What is expected
Filter the entries that follow, copying every line in which the word "added" appears.
START The input
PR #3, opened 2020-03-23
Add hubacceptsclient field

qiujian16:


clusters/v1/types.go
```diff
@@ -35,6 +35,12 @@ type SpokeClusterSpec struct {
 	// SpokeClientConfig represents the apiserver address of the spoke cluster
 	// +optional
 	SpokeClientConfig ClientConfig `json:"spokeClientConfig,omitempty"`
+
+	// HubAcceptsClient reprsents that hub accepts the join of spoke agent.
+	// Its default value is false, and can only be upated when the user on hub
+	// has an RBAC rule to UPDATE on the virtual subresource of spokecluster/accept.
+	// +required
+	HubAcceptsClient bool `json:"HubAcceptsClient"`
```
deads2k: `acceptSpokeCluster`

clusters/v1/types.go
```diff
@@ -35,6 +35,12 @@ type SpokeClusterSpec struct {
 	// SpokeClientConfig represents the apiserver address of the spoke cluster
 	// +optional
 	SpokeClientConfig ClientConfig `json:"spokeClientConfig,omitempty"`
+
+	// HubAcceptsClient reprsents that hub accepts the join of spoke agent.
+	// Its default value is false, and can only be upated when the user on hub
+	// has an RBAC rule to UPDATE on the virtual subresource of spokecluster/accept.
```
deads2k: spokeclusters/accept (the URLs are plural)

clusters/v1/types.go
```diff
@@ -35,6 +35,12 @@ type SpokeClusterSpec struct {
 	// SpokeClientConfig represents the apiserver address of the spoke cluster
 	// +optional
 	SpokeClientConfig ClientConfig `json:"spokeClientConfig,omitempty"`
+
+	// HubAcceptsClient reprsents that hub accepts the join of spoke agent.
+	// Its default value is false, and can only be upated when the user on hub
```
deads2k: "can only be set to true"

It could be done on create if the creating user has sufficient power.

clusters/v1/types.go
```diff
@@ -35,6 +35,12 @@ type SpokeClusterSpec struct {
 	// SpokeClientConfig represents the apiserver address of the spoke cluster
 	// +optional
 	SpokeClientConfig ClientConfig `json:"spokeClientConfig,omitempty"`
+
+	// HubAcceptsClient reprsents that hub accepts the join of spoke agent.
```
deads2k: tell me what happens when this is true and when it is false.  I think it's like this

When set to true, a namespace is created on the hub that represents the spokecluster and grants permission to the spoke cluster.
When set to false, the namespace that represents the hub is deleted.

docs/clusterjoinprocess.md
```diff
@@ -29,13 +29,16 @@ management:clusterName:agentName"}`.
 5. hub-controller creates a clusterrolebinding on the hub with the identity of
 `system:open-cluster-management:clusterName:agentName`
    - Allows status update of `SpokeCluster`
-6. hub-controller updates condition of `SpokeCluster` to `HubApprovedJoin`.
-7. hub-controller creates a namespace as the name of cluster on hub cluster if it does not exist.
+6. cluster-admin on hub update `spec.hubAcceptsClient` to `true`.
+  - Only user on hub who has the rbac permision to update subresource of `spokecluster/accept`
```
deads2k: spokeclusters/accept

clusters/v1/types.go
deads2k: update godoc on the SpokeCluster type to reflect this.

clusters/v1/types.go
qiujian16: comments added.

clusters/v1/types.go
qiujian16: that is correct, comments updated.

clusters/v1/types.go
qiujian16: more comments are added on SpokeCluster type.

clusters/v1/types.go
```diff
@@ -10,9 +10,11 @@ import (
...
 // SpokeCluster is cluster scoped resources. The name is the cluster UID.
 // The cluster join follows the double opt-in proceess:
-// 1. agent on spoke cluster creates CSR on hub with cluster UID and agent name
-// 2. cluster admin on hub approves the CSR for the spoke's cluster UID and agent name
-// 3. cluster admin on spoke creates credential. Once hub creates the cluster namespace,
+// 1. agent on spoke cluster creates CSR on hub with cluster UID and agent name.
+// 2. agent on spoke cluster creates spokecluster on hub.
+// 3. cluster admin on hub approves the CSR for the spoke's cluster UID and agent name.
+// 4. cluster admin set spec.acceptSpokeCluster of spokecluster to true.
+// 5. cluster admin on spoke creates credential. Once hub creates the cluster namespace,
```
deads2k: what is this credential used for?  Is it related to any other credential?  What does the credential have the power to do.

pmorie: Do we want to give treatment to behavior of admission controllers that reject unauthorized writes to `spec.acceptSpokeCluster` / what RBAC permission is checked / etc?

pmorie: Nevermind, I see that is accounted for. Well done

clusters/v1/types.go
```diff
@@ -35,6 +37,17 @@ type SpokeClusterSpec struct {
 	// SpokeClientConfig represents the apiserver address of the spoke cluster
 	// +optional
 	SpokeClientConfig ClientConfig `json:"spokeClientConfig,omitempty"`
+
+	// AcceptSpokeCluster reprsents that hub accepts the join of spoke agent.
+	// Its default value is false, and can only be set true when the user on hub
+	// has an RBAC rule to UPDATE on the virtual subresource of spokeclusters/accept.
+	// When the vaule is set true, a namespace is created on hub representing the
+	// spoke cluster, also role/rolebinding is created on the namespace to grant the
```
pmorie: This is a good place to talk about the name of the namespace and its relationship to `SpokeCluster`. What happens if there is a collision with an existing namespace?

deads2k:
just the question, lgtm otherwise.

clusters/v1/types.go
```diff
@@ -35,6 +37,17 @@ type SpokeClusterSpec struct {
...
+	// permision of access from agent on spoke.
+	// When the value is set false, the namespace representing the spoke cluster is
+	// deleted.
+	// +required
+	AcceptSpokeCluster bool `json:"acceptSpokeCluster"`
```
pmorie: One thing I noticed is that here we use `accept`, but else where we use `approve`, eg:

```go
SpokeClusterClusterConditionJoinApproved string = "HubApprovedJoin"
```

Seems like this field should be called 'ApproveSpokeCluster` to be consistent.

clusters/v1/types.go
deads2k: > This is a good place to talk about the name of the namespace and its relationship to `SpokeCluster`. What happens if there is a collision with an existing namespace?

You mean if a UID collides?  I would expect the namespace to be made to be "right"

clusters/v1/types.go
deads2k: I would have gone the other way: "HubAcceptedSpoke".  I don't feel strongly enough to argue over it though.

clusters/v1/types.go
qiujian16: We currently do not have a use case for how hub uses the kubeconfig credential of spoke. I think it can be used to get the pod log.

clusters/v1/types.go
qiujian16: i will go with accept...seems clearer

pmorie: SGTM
END The input
Output
qiujian16: comments added.
qiujian16: more comments are added on SpokeCluster type.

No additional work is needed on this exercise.